CIBSE – Elevator PDT ready for review

Recently the British CIBSE organisation has release a BIM “Product Data Template” (PDT)  for elevators. If you fill your project data into the file, the result will become the “Elevator BIM Product Data Sheet” (PDS). The PDS should be sent to the architect or builder along with the 3D BIM model data.

The Excel PDT file can be downloaded at:

PAS 1192 bsi.-London Masterclass passed

This week I passed the PAS 1192 masterclass by the bsi. I am currently sitting at Heathrow airport and using the time to collect my impressions.

The bsi. infrastructure / destination dispatch elevator

Probably not important to anybody else except me.

The bsi. Building has a destination dispatch system in their elevators, so I had the chance to take some pictures.
As you can see, inside the cabine there is no option to pick a floor. First time to me to use a destination dispatch elevator system. In all cases I reached the floor with a maximum of one intermediate stop.

People that are working here daily were very used to use this type of elevator. An unexpected overcrowed situation happens, since just one of us picked the destination floor for the lunch in the first floor but all went in.

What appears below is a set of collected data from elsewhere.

PR #2120, opened 2023-05-16
Fix the `--source-jar` option & add corresponding `using` directives

### LINKED ISSUE #2097: Missing `using` directive for handling source jars
**Version(s)**
`Scala CLI version: 1.0.0-RC1`

**Describe the bug**

When using `//> using jar` directives to add a local jar into a project it seems that those jars aren't included when you look at the BSP communication about the `buildTarget.data`. This can be problematic as Metals at times will look there for certain things.

**To Reproduce**
You'll need something like this:

```scala
//> using scala "3.3.0-RC5"
//> using jvm "17"
//> using jar "./lib/core.jar"

@main def run() = println("hi")
```

You'll also need to create a `lib/` dir and stick a jar in there or just make a `core.jar` dummy. If you then look at the `bsp.trace.json` file if you're using Metals or trace the BSP communication in some other way you'll see this:

```
[Trace - 05:12:47 pm] Received response 'workspace/buildTargets - (2)' in 8ms
Result: {
  "targets": [
    ... I removed the test target as it isn't relevant
    {
      "id": {
        "uri": "file:/Users/ckipp/Documents/scala-workspace/generative/.scala-build/?id\u003dproject_a67e43e310"
      },
      "displayName": "project_a67e43e310",
      "baseDirectory": "file:///Users/ckipp/Documents/scala-workspace/generative/.scala-build/",
      "tags": [...],
      "languageIds": [...],
      "dependencies": [],
      "capabilities": {...},
      "dataKind": "scala",
      "data": {
        "scalaOrganization": "org.scala-lang",
        "scalaVersion": "3.3.0-RC5",
        "scalaBinaryVersion": "3.3",
        "platform": 1,
        "jars": [
          "file:///Users/ckipp/Library/Caches/Coursier/v1/https/repo1.maven.org/maven2/org/scala-lang/scala3-compiler_3/3.3.0-RC5/scala3-compiler_3-3.3.0-RC5.jar",
          "file:///Users/ckipp/Library/Caches/Coursier/v1/https/repo1.maven.org/maven2/org/scala-lang/scala3-interfaces/3.3.0-RC5/scala3-interfaces-3.3.0-RC5.jar",
          "file:///Users/ckipp/Library/Caches/Coursier/v1/https/repo1.maven.org/maven2/org/scala-lang/scala3-library_3/3.3.0-RC5/scala3-library_3-3.3.0-RC5.jar",
          "file:///Users/ckipp/Library/Caches/Coursier/v1/https/repo1.maven.org/maven2/org/scala-lang/tasty-core_3/3.3.0-RC5/tasty-core_3-3.3.0-RC5.jar",
          "file:///Users/ckipp/Library/Caches/Coursier/v1/https/repo1.maven.org/maven2/org/scala-lang/modules/scala-asm/9.4.0-scala-1/scala-asm-9.4.0-scala-1.jar",
          "file:///Users/ckipp/Library/Caches/Coursier/v1/https/repo1.maven.org/maven2/org/scala-sbt/compiler-interface/1.3.5/compiler-interface-1.3.5.jar",
          "file:///Users/ckipp/Library/Caches/Coursier/v1/https/repo1.maven.org/maven2/org/jline/jline-reader/3.19.0/jline-reader-3.19.0.jar",
          "file:///Users/ckipp/Library/Caches/Coursier/v1/https/repo1.maven.org/maven2/org/jline/jline-terminal/3.19.0/jline-terminal-3.19.0.jar",
          "file:///Users/ckipp/Library/Caches/Coursier/v1/https/repo1.maven.org/maven2/org/jline/jline-terminal-jna/3.19.0/jline-terminal-jna-3.19.0.jar",
          "file:///Users/ckipp/Library/Caches/Coursier/v1/https/repo1.maven.org/maven2/org/scala-lang/scala-library/2.13.10/scala-library-2.13.10.jar",
          "file:///Users/ckipp/Library/Caches/Coursier/v1/https/repo1.maven.org/maven2/com/google/protobuf/protobuf-java/3.7.0/protobuf-java-3.7.0.jar",
          "file:///Users/ckipp/Library/Caches/Coursier/v1/https/repo1.maven.org/maven2/org/scala-sbt/util-interface/1.3.0/util-interface-1.3.0.jar",
          "file:///Users/ckipp/Library/Caches/Coursier/v1/https/repo1.maven.org/maven2/net/java/dev/jna/jna/5.3.1/jna-5.3.1.jar"
        ],
        "jvmBuildTarget": {
          "javaHome": "file:///Users/ckipp/.sdkman/candidates/java/17.0.5-tem/"
        }
      }
    }
  ]
}
Error: null
```

Notice that in `data.jars` you don't see the `core.jar` I'd expect to see.

**Expected behaviour**
I'd expect that jars added in this way are reported in `data.jars`.

Gedochao:
Fixes #2097 

It turns out the `--source-jar` command line option was implemented, but not at all passed to the build (and thus, non-functioning). 
I fixed it, added corresponding directives and added some tests & docs.

```scala
//> using sourceJar path/to/jar-sources
```

Additionally, the code now assumes any JARs with the `*-sources.jar` name suffix are assumed to be sources JARs, and are treated appropriately (along with a warning).

```bash
scala-cli . --extra-jar '/path/to/custom-sources.jar'
# [warn] Jars with the *-sources.jar name suffix are assumed to be source jars.
# The following jars were assumed to be source jars and will be treated as such: /path/to/custom-sources.jar
```

### DIFF
--- a/modules/directives/src/main/scala/scala/build/preprocessing/directives/ClasspathUtils.scala
+++ b/modules/directives/src/main/scala/scala/build/preprocessing/directives/ClasspathUtils.scala
@@ -1,0 +1,7 @@
+package scala.build.preprocessing.directives
+
+object ClasspathUtils {
+  extension (classpathItem: os.Path) {
+    def hasSourceJarSuffix: Boolean = classpathItem.last.endsWith("-sources.jar")
+  }
+}
--- a/modules/integration/src/test/scala/scala/cli/integration/BspTestDefinitions.scala
+++ b/modules/integration/src/test/scala/scala/cli/integration/BspTestDefinitions.scala
@@ -1373,7 +1373,10 @@ abstract class BspTestDefinitions(val scalaVersionOpt: Option[String])
       }
     }
 
-  test("source jars handled correctly from the command line") {
+  def testSourceJars(
+    directives: String = "//> using jar Message.jar",
+    passSourceJarFromCommandLine: Boolean = false
+  ): Unit = {
     val jarSources    = os.rel / "jarStuff"
     val mainSources   = os.rel / "src"
     val jarPath       = mainSources / "Message.jar"
@@ -1381,7 +1384,7 @@ abstract class BspTestDefinitions(val scalaVersionOpt: Option[String])
     val inputs = TestInputs(
       jarSources / "Message.scala" -> "case class Message(value: String)",
       mainSources / "Main.scala" ->
-        s"""//> using jar Message.jar
+        s"""$directives
            |object Main extends App {
            |  println(Message("Hello").value)
            |}
@@ -1412,11 +1415,14 @@ abstract class BspTestDefinitions(val scalaVersionOpt: Option[String])
         extraOptions
       )
         .call(cwd = root)
+      val bspOptions =
+        if (passSourceJarFromCommandLine) List("--source-jar", sourceJarPath.toString)
+        else List.empty
       withBsp(
         inputs,
         Seq(mainSources.toString),
         reuseRoot = Some(root),
-        bspOptions = List("--source-jar", sourceJarPath.toString)
+        bspOptions = bspOptions
       ) {
         (_, _, remoteServer) =>
           async {
@@ -1444,6 +1450,17 @@ abstract class BspTestDefinitions(val scalaVersionOpt: Option[String])
           }
       }
     }
+  }
+
+  test("source jars handled correctly from the command line") {
+    testSourceJars(passSourceJarFromCommandLine = true)
+  }
+
+  test("source jars handled correctly from a using directive") {
+    testSourceJars(directives =
+      """//> using jar Message.jar
+        |//> using source.jar Message-sources.jar""".stripMargin
+    )
   }
 
   private def checkIfBloopProjectIsInitialised(
--- a/modules/integration/src/test/scala/scala/cli/integration/BspTestDefinitions.scala
+++ b/modules/integration/src/test/scala/scala/cli/integration/BspTestDefinitions.scala
@@ -1375,7 +1375,8 @@ abstract class BspTestDefinitions(val scalaVersionOpt: Option[String])
 
   def testSourceJars(
     directives: String = "//> using jar Message.jar",
-    passSourceJarFromCommandLine: Boolean = false
+    passSourceJarFromCommandLine: Boolean = false,
+    checkTestTarget: Boolean = false
   ): Unit = {
     val jarSources    = os.rel / "jarStuff"
     val mainSources   = os.rel / "src"
@@ -1427,10 +1428,11 @@ abstract class BspTestDefinitions(val scalaVersionOpt: Option[String])
         (_, _, remoteServer) =>
           async {
             val buildTargetsResp = await(remoteServer.workspaceBuildTargets().asScala)
-            val Some(mainTarget) = buildTargetsResp
+            val targets = buildTargetsResp
               .getTargets
               .asScala
-              .collectFirst { case t if !t.getId.getUri.contains("-test") => t }
+            val Some(mainTarget) = targets.find(!_.getId.getUri.contains("-test"))
+            val Some(testTarget) = targets.find(_.getId.getUri.contains("-test"))
             // ensure that the project compiles
             val compileRes = await(remoteServer.buildTargetCompile(
               new b.CompileParams(List(mainTarget.getId).asJava)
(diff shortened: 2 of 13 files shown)


modules/integration/src/test/scala/scala/cli/integration/BspTestDefinitions.scala
```diff
@@ -1446,6 +1452,17 @@ abstract class BspTestDefinitions(val scalaVersionOpt: Option[String])
     }
   }
 
+  test("source jars handled correctly from the command line") {
+    testSourceJars(passSourceJarFromCommandLine = true)
+  }
+
+  test("source jars handled correctly from a using directive") {
```
lwronski: It seems to me that this test could be a unit test to verify if the value for sourceJar is properly set in `BuildOptions`. The parsing of using directives can be tested in a unit test. What do you think?

modules/directives/src/main/scala/scala/build/preprocessing/directives/ClasspathUtils.scala
```diff
@@ -0,0 +1,7 @@
+package scala.build.preprocessing.directives
+
+object ClasspathUtils {
+  extension (classpathItem: os.Path) {
+    def hasSourceJarSuffix: Boolean = classpathItem.last.endsWith("-sources.jar")
```
lwronski, line 5: Is this a new syntax specific to scala-cli, or is it used in another similar tool? If we assume it is added in scala-cli, there should also be a flag to disable it.

modules/integration/src/test/scala/scala/cli/integration/BspTestDefinitions.scala
Gedochao: the source jar passed via directive has to be packaged first, so I don't think a unit test is suitable.
additionally, I think it makes sense to double-check we pass sources correctly in BSP `buildTarget/dependencySources`
So I'd rather keep it as an integration test

modules/directives/src/main/scala/scala/build/preprocessing/directives/ClasspathUtils.scala
Gedochao: it's new syntax specific to `scala-cli`, although `*-sources.jar` is a widely used naming scheme for source JARs..
I'd rather not add a flag, as it'd be troublesome to respect it in the `using` directive 😐

modules/integration/src/test/scala/scala/cli/integration/BspTestDefinitions.scala
lwronski: For the unit test, we can create a dummy source JAR, which can be a simple text file with the .jar extension.

I think the integration test can be moved to a unit test:

- `"source jars handled correctly from a using directive"`
- `"source jars handled correctly from the command line smartly assuming a *-sources.jar is a source jar"`

modules/directives/src/main/scala/scala/build/preprocessing/directives/ClasspathUtils.scala
lwronski: Indeed, adding a flag may not be a good idea in this case.

modules/integration/src/test/scala/scala/cli/integration/BspTestDefinitions.scala
Gedochao: Done, I converted those 2 ITs to unit tests in the last commit

modules/integration/src/test/scala/scala/cli/integration/BspTestDefinitions.scala
```diff
@@ -1427,10 +1428,13 @@ abstract class BspTestDefinitions(val scalaVersionOpt: Option[String])
...
             val buildTargetsResp = await(remoteServer.workspaceBuildTargets().asScala)
-            val Some(mainTarget) = buildTargetsResp
+            val targets = buildTargetsResp
               .getTargets
               .asScala
-              .collectFirst { case t if !t.getId.getUri.contains("-test") => t }
+            val Some(mainTarget) =
+              targets.collectFirst { case t if !t.getId.getUri.contains("-test") => t }
+            val Some(testTarget) =
+              targets.collectFirst { case t if t.getId.getUri.contains("-test") => t }
```
MaciejG604: LGTM

NIT:
Using `find` instead of `collectFirst` in this line and above would be much cleaner

lwronski (approved):
LGTM

MaciejG604 (approved):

As a result, and since the dispatch system can not know, other people on intermediate floors could not enter the lift any more.

Training findings

Thanks to the trainer David Churcher learned a lot about PAS 1192-2 and PAS 1192-3, pronounced “the pass”!
David is one of the authors of the PAS and has therefore the best understanding of the sense and meanings.

These are my major findings:

  • BIM is a process, not a software or tool
  • There are a lot of acronyms to learn and understand: AIM, AIR, BIM, BMS,…, COBie,..IFC, … to XML
  • two major phases are to be distinguished, the creating phase of a building and the operational phase.
  • The phase in between is called soft landing phase.

The building phase
If elevator companies are talking about BIM, they are mainly thinking about this phase; how to design the elevator and how to “get the 3D building model”. But this is just one piece of the Project Information Model (PIM) that is used during the design and construction phase.

Another important aspect of BIM is the “Softlanding phase”
This was also new to me, it defines the time from passing the built elevator to the operations team until everything is working fine. This might be a few weeks but may also take 1-3 years, depending on the complexity.

It’s all about Assets
To me, that might be my personal opinion, its all about assets. If you think about the the 3D BIM model, this is just one piece of a puzzle. At the end of the day, the elevator is installed into the building and becomes an asset.
From an organizational (the owner of the building) persective, the building phase is just the way to get an asset “in operation”.

That means elevator instructions, maintenance plans, etc. are also part of the BIM Information, in particular as part of the AIM (Asset Information Model).

The final phase, the breakdown phase, might be the latest stage of the asset.

Image from the PAS 1192-3, (C) bsi. 2014

The green area defines the information (incl. 3D information) during the lifetime of the asset. Phase 1-6 are the different construction phases where most of the information is produced (Project Information Model (PIM) phase). During operations additional information (like maintenance data) is collected about the asset (elevator) and added to the AIM.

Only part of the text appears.